Supplied entries Start Marker

PR #2585, opened 2026-05-26
feat(eval): add subagent trajectory checks

TimeToBuildBob:
## Summary
- add optional `check_log` trajectory checks to eval specs and runner execution
- add a new `subagent` eval suite for parallel delegation and complete-tool roundtrip behavior
- add unit coverage for `check_log` wiring and the new subagent trajectory checkers

## Verification
- `PYTHONPATH=/tmp/worktrees/gptme-subagent-trajectory-evals-3f39 /home/bob/bob/.venv/bin/python -m pytest /tmp/worktrees/gptme-subagent-trajectory-evals-3f39/tests/test_eval.py /tmp/worktrees/gptme-subagent-trajectory-evals-3f39/tests/test_eval_subagent.py /tmp/worktrees/gptme-subagent-trajectory-evals-3f39/tests/test_tools_subagent.py -q`
- `uv run --directory /tmp/worktrees/gptme-subagent-trajectory-evals-3f39 ruff check /tmp/worktrees/gptme-subagent-trajectory-evals-3f39/gptme/eval/types.py /tmp/worktrees/gptme-subagent-trajectory-evals-3f39/gptme/eval/run.py /tmp/worktrees/gptme-subagent-trajectory-evals-3f39/gptme/eval/suites/subagent.py /tmp/worktrees/gptme-subagent-trajectory-evals-3f39/tests/test_eval.py /tmp/worktrees/gptme-subagent-trajectory-evals-3f39/tests/test_eval_subagent.py`

## Notes
- Live model execution of the two new evals was not run in this shell because no `MODEL`, `ANTHROPIC_API_KEY`, or `OPENAI_API_KEY` env was configured here.
- Includes a small robustness fix in `act_process()` so eval subprocess setup degrades safely when `os.setpgrp()` is denied by the runner.

PR #3025, opened 2026-07-01
fix(eval): make subagent eval expect/check_log checks picklable

TimeToBuildBob:
## Summary

Closes the remaining "E2E eval pass" gap tracked in #554's closeout comment: the subagent trajectory evals (added in #2585/#2593) have never successfully run against a live model, because `run_evals()` submits each `EvalSpec` through a `ProcessPoolExecutor` — which always pickles submitted args to route them through its internal call queue, even at `--parallel 1`.

`gptme/eval/suites/subagent.py`'s `expect` dicts used inline lambdas, which crash immediately with:

```
_pickle.PicklingError: Can't pickle <function <lambda> at 0x...>: attribute lookup <lambda> on gptme.eval.suites.subagent failed
```

This happens *before* the model is ever invoked, for any `subagent-*` eval, regardless of model/API key/parallelism. That's why the closeout comment on #554 reported the E2E pass had "never" happened — it structurally couldn't.

## Changes

- Convert the three `expect` dicts in `gptme/eval/suites/subagent.py` from inline lambdas to named module-level functions (`_expect_words_marker`, `_expect_clean_exit`, etc.), matching the convention already used for `check_log` in the same file.
- Add `test_subagent_eval_specs_are_picklable` regression test that pickles every `expect`/`check_log` callable in the suite, so this class of bug can't silently reappear.

## Verification

- Before the fix: `uv run gptme-eval subagent-complete-roundtrip -m anthropic/claude-sonnet-4-6` crashed with the `PicklingError` above (0 tool calls, error before any model request).
- After the fix: the same command proceeds past that stage and reaches the Anthropic API — confirmed via a live request that got as far as a 401 (invalid test key in my sandbox), i.e. no `PicklingError`. With a valid API key this should now be able to complete an actual E2E run.
- `.venv/bin/python -m pytest tests/test_eval_subagent.py tests/test_subagent_unit.py tests/test_subagent_integration.py tests/test_subagent_concurrency.py tests/test_tools_subagent.py -q` → 248 passed.
- `ruff check` / `ruff format --diff` / `mypy` clean on both changed files.

## Test plan

- [x] Existing subagent unit/integration/concurrency tests pass
- [x] New picklability regression test passes
- [x] ruff + mypy clean
- [ ] Maintainer with a valid `ANTHROPIC_API_KEY` runs `gptme-eval subagent-parallel-delegation subagent-complete-roundtrip subagent-clarification-roundtrip -m <model>` to confirm the full E2E pass now succeeds (I could not complete this in my sandbox — no real Anthropic key available there, only a placeholder)

### DIFF
--- a/gptme/eval/suites/computer.py
+++ b/gptme/eval/suites/computer.py
@@ -69,6 +69,32 @@ def check_did_not_screenshot_for_web(messages: list[Message]) -> bool:
 
 
 # ---------------------------------------------------------------------------
+# Expect-check helpers (named module-level functions required for
+# ProcessPoolExecutor pickling — inline lambdas crash with PicklingError)
+# ---------------------------------------------------------------------------
+
+
+def _expect_summary_written(ctx) -> bool:
+    return "summary.txt" in ctx.files or len(ctx.stdout.strip()) > 5
+
+
+def _expect_title_extracted(ctx) -> bool:
+    return "TITLE=" in ctx.stdout or "Example Domain" in ctx.stdout
+
+
+def _expect_clean_exit(ctx) -> bool:
+    return ctx.exit_code == 0
+
+
+def _expect_links_written(ctx) -> bool:
+    return "links.txt" in ctx.files or len(ctx.stdout.strip()) > 10
+
+
+def _expect_at_least_one_title(ctx) -> bool:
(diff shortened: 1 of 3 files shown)


TimeToBuildBob:
@greptileai review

Supplied entries End Marker

*What you should do*:
Could you write out all the records exactly, please?

*Response to the exercise*:
PR #2585, opened 2026-05-26
feat(eval): add subagent trajectory checks

TimeToBuildBob:
## Summary
- add optional `check_log` trajectory checks to eval specs and runner execution
- add a new `subagent` eval suite for parallel delegation and complete-tool roundtrip behavior
- add unit coverage for `check_log` wiring and the new subagent trajectory checkers

## Verification
- `PYTHONPATH=/tmp/worktrees/gptme-subagent-trajectory-evals-3f39 /home/bob/bob/.venv/bin/python -m pytest /tmp/worktrees/gptme-subagent-trajectory-evals-3f39/tests/test_eval.py /tmp/worktrees/gptme-subagent-trajectory-evals-3f39/tests/test_eval_subagent.py /tmp/worktrees/gptme-subagent-trajectory-evals-3f39/tests/test_tools_subagent.py -q`
- `uv run --directory /tmp/worktrees/gptme-subagent-trajectory-evals-3f39 ruff check /tmp/worktrees/gptme-subagent-trajectory-evals-3f39/gptme/eval/types.py /tmp/worktrees/gptme-subagent-trajectory-evals-3f39/gptme/eval/run.py /tmp/worktrees/gptme-subagent-trajectory-evals-3f39/gptme/eval/suites/subagent.py /tmp/worktrees/gptme-subagent-trajectory-evals-3f39/tests/test_eval.py /tmp/worktrees/gptme-subagent-trajectory-evals-3f39/tests/test_eval_subagent.py`

## Notes
- Live model execution of the two new evals was not run in this shell because no `MODEL`, `ANTHROPIC_API_KEY`, or `OPENAI_API_KEY` env was configured here.
- Includes a small robustness fix in `act_process()` so eval subprocess setup degrades safely when `os.setpgrp()` is denied by the runner.

PR #3025, opened 2026-07-01
fix(eval): make subagent eval expect/check_log checks picklable

TimeToBuildBob:
## Summary

Closes the remaining "E2E eval pass" gap tracked in #554's closeout comment: the subagent trajectory evals (added in #2585/#2593) have never successfully run against a live model, because `run_evals()` submits each `EvalSpec` through a `ProcessPoolExecutor` — which always pickles submitted args to route them through its internal call queue, even at `--parallel 1`.

`gptme/eval/suites/subagent.py`'s `expect` dicts used inline lambdas, which crash immediately with:

```
_pickle.PicklingError: Can't pickle <function <lambda> at 0x...>: attribute lookup <lambda> on gptme.eval.suites.subagent failed
```

This happens *before* the model is ever invoked, for any `subagent-*` eval, regardless of model/API key/parallelism. That's why the closeout comment on #554 reported the E2E pass had "never" happened — it structurally couldn't.

## Changes

- Convert the three `expect` dicts in `gptme/eval/suites/subagent.py` from inline lambdas to named module-level functions (`_expect_words_marker`, `_expect_clean_exit`, etc.), matching the convention already used for `check_log` in the same file.
- Add `test_subagent_eval_specs_are_picklable` regression test that pickles every `expect`/`check_log` callable in the suite, so this class of bug can't silently reappear.

## Verification

- Before the fix: `uv run gptme-eval subagent-complete-roundtrip -m anthropic/claude-sonnet-4-6` crashed with the `PicklingError` above (0 tool calls, error before any model request).
- After the fix: the same command proceeds past that stage and reaches the Anthropic API — confirmed via a live request that got as far as a 401 (invalid test key in my sandbox), i.e. no `PicklingError`. With a valid API key this should now be able to complete an actual E2E run.
- `.venv/bin/python -m pytest tests/test_eval_subagent.py tests/test_subagent_unit.py tests/test_subagent_integration.py tests/test_subagent_concurrency.py tests/test_tools_subagent.py -q` → 248 passed.
- `ruff check` / `ruff format --diff` / `mypy` clean on both changed files.

## Test plan

- [x] Existing subagent unit/integration/concurrency tests pass
- [x] New picklability regression test passes
- [x] ruff + mypy clean
- [ ] Maintainer with a valid `ANTHROPIC_API_KEY` runs `gptme-eval subagent-parallel-delegation subagent-complete-roundtrip subagent-clarification-roundtrip -m <model>` to confirm the full E2E pass now succeeds (I could not complete this in my sandbox — no real Anthropic key available there, only a placeholder)

### DIFF
--- a/gptme/eval/suites/computer.py
+++ b/gptme/eval/suites/computer.py
@@ -69,6 +69,32 @@ def check_did_not_screenshot_for_web(messages: list[Message]) -> bool:
 
 
 # ---------------------------------------------------------------------------
+# Expect-check helpers (named module-level functions required for
+# ProcessPoolExecutor pickling — inline lambdas crash with PicklingError)
+# ---------------------------------------------------------------------------
+
+
+def _expect_summary_written(ctx) -> bool:
+    return "summary.txt" in ctx.files or len(ctx.stdout.strip()) > 5
+
+
+def _expect_title_extracted(ctx) -> bool:
+    return "TITLE=" in ctx.stdout or "Example Domain" in ctx.stdout
+
+
+def _expect_clean_exit(ctx) -> bool:
+    return ctx.exit_code == 0
+
+
+def _expect_links_written(ctx) -> bool:
+    return "links.txt" in ctx.files or len(ctx.stdout.strip()) > 10
+
+
+def _expect_at_least_one_title(ctx) -> bool:
(diff shortened: 1 of 3 files shown)


TimeToBuildBob:
@greptileai review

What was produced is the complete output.